Sensitive Samples Revisited: Detecting Neural Network Attacks Using Constraint Solvers

TL;DR

This paper presents a novel method for detecting neural network attacks by modeling sensitive samples with symbolic constraint solvers, offering a flexible and complete alternative to gradient-based approaches.

Contribution

It introduces a constraint solver-based approach for identifying sensitive samples, improving flexibility and completeness over previous gradient ascent methods.

Findings

Effective detection of Trojan attacks demonstrated

Constraint solver approach outperforms gradient-based methods in flexibility

Partitioning search space improves efficiency and completeness

Abstract

Neural Networks are used today in numerous security- and safety-relevant domains and are, as such, a popular target of attacks that subvert their classification capabilities, by manipulating the network parameters. Prior work has introduced sensitive samples -- inputs highly sensitive to parameter changes -- to detect such manipulations, and proposed a gradient ascent-based approach to compute them. In this paper we offer an alternative, using symbolic constraint solvers.

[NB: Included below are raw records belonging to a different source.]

PR #373, opened 2016-03-26
Treat , as a non-logical sexpr character

### LINKED ISSUE #367: Vertical alignment doesn't treat , correctly
```clojure
(def ^:private start-element
  {:meta "^", :meta* "#^", :vector "[",       :map "{"
   :list "(", :eval "#=",  :uneval "#_",      :fn "#("
   :set "#{", :deref "@",  :reader-macro "#", :unquote "~"
   :var "#'", :quote "'",  :syntax-quote "`", :unquote-splicing "~@"})
```

indents with align-vertically to 

```clojure
(def ^:private start-element
  {:meta "^"  , :meta* "#^" , :vector        "["  ,       :map        "{"
   :list "("  , :eval  "#=" ,  :uneval       "#_" ,      :fn          "#("
   :set  "#{" , :deref "@"  ,  :reader-macro "#"  , :unquote          "~"
   :var  "#'" , :quote "'"  ,  :syntax-quote "`"  , :unquote-splicing "~@"})
```

since `,` is lexical whitespace, the `,`s should remain attached to the preceding forms.

arrdem:
This causes clojure-forward-logical-sexp to skip over , when for
instance computing vertical alignments.

Fixes #367

### DIFF
--- a/clojure-mode.el
+++ b/clojure-mode.el
@@ -1451,7 +1451,7 @@ Returns a list pair, e.g. (\"defn\" \"abc\") or (\"deftest\" \"some-test\")."
 Sexps that don't represent code are ^metadata or #reader.macros."
   (comment-normalize-vars)
   (comment-forward (point-max))
-  (looking-at-p "\\^\\|#[?[:alpha:]]"))
+  (looking-at-p "\\^\\|#[?[:alpha:]]\\|,"))
 
 (defun clojure-forward-logical-sexp (&optional n)
   "Move forward N logical sexps.
--- a/clojure-mode.el
+++ b/clojure-mode.el
@@ -1465,6 +1465,7 @@ This will skip over sexps that don't represent objects, so that ^hints and
       (while (> n 0)
         (while (clojure--looking-at-non-logical-sexp)
           (forward-sexp 1))
+        (skip-chars-forward ",")
         ;; The actual sexp
         (forward-sexp 1)
         (setq n (1- n))))))
--- a/test/clojure-mode-indentation-test.el
+++ b/test/clojure-mode-indentation-test.el
@@ -540,6 +540,12 @@ x
  :b {:a  :a
      :aa :a}}")
 
+(def-full-align-test trailing-commas
+  "{:a {:a  :a,
+     :aa :a},
+ :b {:a  :a,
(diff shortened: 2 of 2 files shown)


Malabarba:
Well, I guess that was easier than expected. :smile: 
Could also add a test for this in the alignment tests? It's very easy to write. Just copy one of the other tests in there, and replace the code string with an example that failed before but works now.

Malabarba:
And thanks a ton btw!

arrdem:
Yeah I'm honestly kinda surprised that this is all it took even in some fairly torturous case...

2016-03-25-204426_251x86_scrot

arrdem:
I don't think this is right however 
2016-03-25-204523_311x87_scrot

arrdem:
This is also pretty tortured....

2016-03-25-204641_213x114_scrot

arrdem:
Also isn't right... not sure what's going on here.

2016-03-25-205058_615x105_scrot

Malabarba:
Hmm. Now that I think about it... The current code probably assumes that non-logical sexps come *before* the logical sexp, which is not true for commas. 
I don't think we need to change that, though (commas aren't really sexps anyway). It should be enough to just `(skip-chars-forward ",")` after moving over a *logical* sexp. This won't cover some of the more tortuous cases you tried above, but it should cover the case of a single comma after a sexp, which is really the only one I'm concerned with.

arrdem:
Okay. These two together seem to do the job better.
2016-03-26-232339_241x65_scrot

Malabarba:
Merged! I also added a bit of code so that `clojure-align` will automatically cleanup excessive commas.

arrdem:
Did you test this at all for yourself? I'm concerned that it has fairly significant limitations from mucking this afternoon :disappointed:

Malabarba:
I did, but I also changed the code a bit, which might have overcome the limitations. Have you tried the version on master?

arrdem:
No I've been in hospital all day. I'll check it out tomorrow.

Malabarba:
:+1: Let me know.

arrdem:
LGTM. Thanks Artur!

2016-03-28-102731_583x97_scrot

PR #376, opened 2016-04-09
Remove clojure-defun-indents custom variable

harto:
This variable appears to be outdated; indentation options are now specified using `put-clojure-indent`, `define-clojure-indent` and `clojure-backtracking-indent`.

I don't know if removing this breaks BC, if so, I'm happy to simply document it as deprecated in the source.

We model the network and a formal specification of a sensitive sample in the language of the solver and ask for a solution. This approach supports a rich class of queries, corresponding, for instance, to the presence of certain types of attacks. Unlike earlier techniques, our approach does not depend on convex search domains, or on the suitability of a starting point for the search. We address the performance limitations of constraint solvers by partitioning the search space for the solver, and exploring the partitions according to a balanced schedule that still retains completeness of the search. We demonstrate the impact of the use of solvers in terms of functionality and search efficiency, using a case study for the detection of Trojan attacks on Neural Networks.